Na era dos fast-foods e das “bombas” calóricas, ganha força a ideia de se manter uma dieta “saudável” – ou melhor, a falsa dieta saudável. “Não coma carboidratos. Não ingira nenhum tipo de gordura. Nada de sal na comida.” Essas regras são a face mais evidente de dietas que demonstram o medo de uma série de doenças causadas pelo consumo exagerado desses componentes. Por medo, muitas pessoas acabam banindo alguns nutrientes da alimentação – e se prejudicam por isso.
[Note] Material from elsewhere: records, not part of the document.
PR #3125, opened 2024-04-19
Portfolio page: existing deposit/withdraw flows

jonator:

Only shows deposit/withdraw buttons when relevant (has a balance to withdraw). Opens external link modal for assets that prefer an external link transfer method.

### Linear Task

[Linear Task URL](https://linear.app/osmosis/issue/FE-181/portfolio-depositwithdraw)

## Brief Changelog

* Append bridge info from asset list v2 to assets returned for portfolio page assets table
* Conditionally show deposit/withdraw buttons
* Use external link modal for external deposit/withdraw methods

## Summary by CodeRabbit

- **New Features**
	- Introduced a new modal behavior with an optional setting to force display without opt-out, improving user interaction flexibility.
	- Added functionality to append bridge information to assets, enhancing asset management capabilities.

- **Enhancements**
	- Updated asset filtering and mapping in the assets router to support new bridge asset functionality.
	- Enhanced the `AssetActionsCell` to handle external transfer URLs, facilitating smoother asset operations.


jonator:
- [ ] Ensure external URLs are working from "Continue to site" button in external link modal: test LUNC

packages/server/src/queries/complex/assets/bridge.ts
```diff
@@ -0,0 +1,30 @@
...
+/** Appends bridge info to a given asset. If asset is not found in asset list, empty bridge info will be returned.
+ *  @throws if a given asset is not found in asset list.
+ */
+export function getBridgeAsset<TAsset extends Asset>(
+  assetLists: AssetList[],
+  asset: TAsset
+): TAsset & BridgeAsset {
+  const assetListAsset = assetLists
+    .flatMap(({ assets }) => assets)
+    .find((a) => a.coinMinimalDenom === asset.coinMinimalDenom);
```
JoseRFelix, line 20: Nit:

```suggestion
  import { getAssetFromAssetList } from "@osmosis-labs/utils"

  const assetListAsset = getAssetFromAssetList({
     coinMinimalDenom: asset.coinMinimalDenom
  })
```

packages/server/src/queries/complex/assets/bridge.ts
```diff
@@ -0,0 +1,30 @@
...
+/** A bridgeable asset. */
+export type BridgeAsset = {
+  transferMethods: AssetListAsset["transferMethods"];
+  counterparty: AssetListAsset["counterparty"];
+};
+
+/** Appends bridge info to a given asset. If asset is not found in asset list, empty bridge info will be returned.
+ *  @throws if a given asset is not found in asset list.
+ */
+export function getBridgeAsset<TAsset extends Asset>(
```
JoseRFelix, line 14: What are your thoughts on including the `transferMethod` and `counterparty` to our `getAssetFromAssetList` instead of adding a new method?

packages/web/components/table/asset-balances.tsx
```diff
@@ -253,6 +257,12 @@ export const AssetBalancesTable: FunctionComponent<{
 
   return (
     <div className="w-full">
+      <ExternalLinkModal
+        url={externalUrl ?? ""}
+        isOpen={Boolean(externalUrl)}
+        onRequestClose={useCallback(() => setExternalUrl(null), [])}
```
JoseRFelix, line 263: Any reason why we are using a `useCallback`?  It becomes an overhead if the component does not perform reference checks which I believe `ExternalLinkModal` doesn't.

JoseRFelix (changes requested):
Looks good! Left some comments

packages/web/components/table/asset-balances.tsx
jonator: I'll admit, I thought React only re-rendered children when props changed, but it appears it only does that when we use memo. Otherwise it always re-renders children.

https://react.dev/reference/react/memo

packages/server/src/queries/complex/assets/bridge.ts
jonator: See other comment

packages/server/src/queries/complex/assets/bridge.ts
jonator: Also, to clarify, are you suggesting removing this function altogether? Or just using `getAssetFromAssetList` within it?

packages/server/src/queries/complex/assets/bridge.ts
JoseRFelix: Since we're not tying this to the `getAssetFromAssetList` method, adding the `getAssetFromAssetlist` here shouldn’t hinder our ability to switch to another data source later on. We’re including it mainly to take advantage of the `find` we already know works well. What do you think?

DavideSegullo (approved):

packages/server/src/queries/complex/assets/bridge.ts
JoseRFelix: I'm now suggesting we include the `getAssetFromAssetList` within

packages/server/src/queries/complex/assets/bridge.ts
jonator: True, but I like to avoid using utils such as those as it adds an unnecessary dependency that could be avoided. Also, as a new dev, I'm unaware of that `getAssetFromAssetList` does under the hood. Does it modify asset list data? I'm not sure, unless I jump into the implementation. With just a flatmap and a find, I know I'm just reading data from the asset list. It's more transparent and involves less indirection. I think we've discussed this before but that's my rationale.

JoseRFelix (approved):
LGTM

PR #3132, opened 2024-04-20
feat: Add `useAmountInput` Integration Tests, Take Into Account Manual Entry for Max/Half, and Change Tokens Automatically If Not Enough Balance To Pay Fees

JoseRFelix:

This PR aims to address all outstanding issues related to gas amount calculations in the Swap Tool. It introduces comprehensive integration tests for the amount input and now includes manual entries in calculations for maximum and half amounts. 

Additionally, now the `useEstimateTxFees` hook automatically switches the fee token if the remaining balance is insufficient to cover the fees, choosing from other available fee tokens associated with that account. This update should also eliminate the problem of residual 'dust' amounts left in a token when the maximum amount is used.

### Linear Task

[Linear Task URL](https://linear.app/osmosis/issue/STABI-125/useamountinput-gas-fees-does-not-take-in-account-manual-amount-entry)

## Testing and Verifying

- [ ] Can swap tokens
- [ ] `max` transactions are successful for OSMO, and some other random tokens

## Summary by CodeRabbit

- **New Features**
	- Added `InsufficientBalanceForFeeError` to improve error messaging for balance issues.
	- Enhanced `SwapTool` with updated tooltip content and button states based on balance and error conditions.
	- Introduced new test wallet functionality for better simulation and testing.

- **Enhancements**
	- Extended `AccountStore` functionalities with custom signing options and fee exclusion settings.
	- Improved fee estimation logic in `useEstimateTxFees` and related hooks to better handle various scenarios.

- **Bug Fixes**
	- Adjusted error handling in `useAmountInput` to incorporate `InsufficientBalanceForFeeError`.

- **Tests**
	- Added and updated tests for account management, input handling, and transaction fee estimation.

- **Documentation**
	- Updated error translation support for new error types in localization components.


DavideSegullo (approved):

packages/web/hooks/input/use-amount-input.ts
```diff
@@ -82,33 +104,37 @@ export function useAmountInput({
...
+        ? new Dec(amount.toCoin().amount).equals(
+            new Dec(rawCurrencyBalance).mul(new Dec(0.5))
+          )
+        : false),
+    [amount, fraction, rawCurrencyBalance]
+  );
+  const isMaxValue = useMemo(
+    () =>
+      fraction === 1 ||
+      (amount && maxAmount ? amount.toDec().equals(maxAmount.toDec()) : false),
```
jonator, line 135: What about a value that is not equal to max, but is still high enough to cause the out of balance gas error?

packages/stores/src/account/base.ts
```diff
@@ -1185,10 +1192,14 @@ export class AccountStore<Injects extends Record<string, any>[] = []> {
     gasLimit,
     chainId,
     address,
+    checkOtherFeeTokens = true,
```
jonator, line 1195: Is there a reason we wouldn't want the behavior by default?

packages/web/hooks/use-estimate-tx-fees.ts
```diff
@@ -91,6 +135,7 @@ export function useEstimateTxFees({
         accountStore,
```
jonator, line 135: NIT: on line 130 could we change the query key to be `"estimate-tx-fees"` instead of `"simulate-swap-tx"`

packages/web/hooks/use-estimate-tx-fees.ts
```diff
@@ -26,34 +26,70 @@ async function estimateTxFeesQueryFn({
...
   wallet: AccountStoreWallet<[OsmosisAccount, CosmosAccount, CosmwasmAccount]>;
   accountStore: AccountStore<[OsmosisAccount, CosmosAccount, CosmwasmAccount]>;
   messages: EncodeObject[] | undefined;
   apiUtils: ReturnType<typeof api.useUtils>;
+  sendToken?: {
+    balance: CoinPretty;
+    amount: CoinPretty;
+  };
 }): Promise<QueryResult> {
   if (!messages) throw new Error("No messages");
```
jonator, line 40: If we're going to throw an error immediately at runtime if `messages` is undefined, why don't we just change the `messages` type to not be capable of being undefined at build time?

packages/web/hooks/use-estimate-tx-fees.ts
jonator, line 135: `superjson.stringify(messages)`

Should we also stringify the `sendToken`, so if that changes it triggers a new query?

jonator (changes requested):

packages/web/hooks/input/use-amount-input.ts
JoseRFelix: This error is handled on [these](https://github.com/osmosis-labs/osmosis-frontend/pull/3132/files/f7b0c7533183a6333a78cd46c4189259c9664b8a#diff-c4bd127a6249c1fc41dc3ea0d6f89afb55d71b6bfd22f9e731e94c7cd1804c76R189-R191) lines. There is also a [test](https://github.com/osmosis-labs/osmosis-frontend/pull/3132/files/f7b0c7533183a6333a78cd46c4189259c9664b8a#diff-69ecd68b40ff73e084ebec4e17d6d2ee010c11d3535936e5a4b161abee678e72R153-R164)

packages/stores/src/account/base.ts
JoseRFelix: This is used for 1-Click trading. I accidentally included this from that PR. I'll remove this as we don't need it now

packages/web/hooks/input/use-amount-input.ts
jonator: Hmm. Like consider the scenario where a total tx amount is 10 OSMO, gas is 1 OSMO, and the user manually enters 9.1 OSMO as the amount.

They would be short 0.1 OSMO to pay the fee, and I'm not sure this logic would handle that unless the user entered 10 OSMO (either with max or manually)

JoseRFelix: Perhaps I'm overlooking something, but we would encounter an insufficient balance error if the user doesn't have enough funds for this transaction. Are you suggesting that there should be a different response or behavior?

jonator: Oh ok. I may not have looked at the logic close enough. Thanks for confirming.

packages/stores/src/account/base.ts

Já dizia o ditado que tudo em excesso faz mal. Mas isso não significa que parar de consumir determinado alimento faça algum bem. “As dietas restritivas são, em sua maioria, deficientes em uma série de macronutrientes (carboidratos, gorduras e proteínas) e micronutrientes (vitaminas e minerais)”, alerta Bruna Elias Rebello, nutricionista do departamento de Nutrição Clínica da Faculdade de Saúde Pública da Universidade de São Paulo (FSP-USP). Segundo ela, quando há falta de algum nutriente, nosso corpo trabalha para suprir a carência. “Se falta cálcio, famoso por ser importante para os ossos, mas igualmente importante para diversos processos celulares, o corpo se mobiliza para retirar esse micronutriente dos ossos”, exemplifica.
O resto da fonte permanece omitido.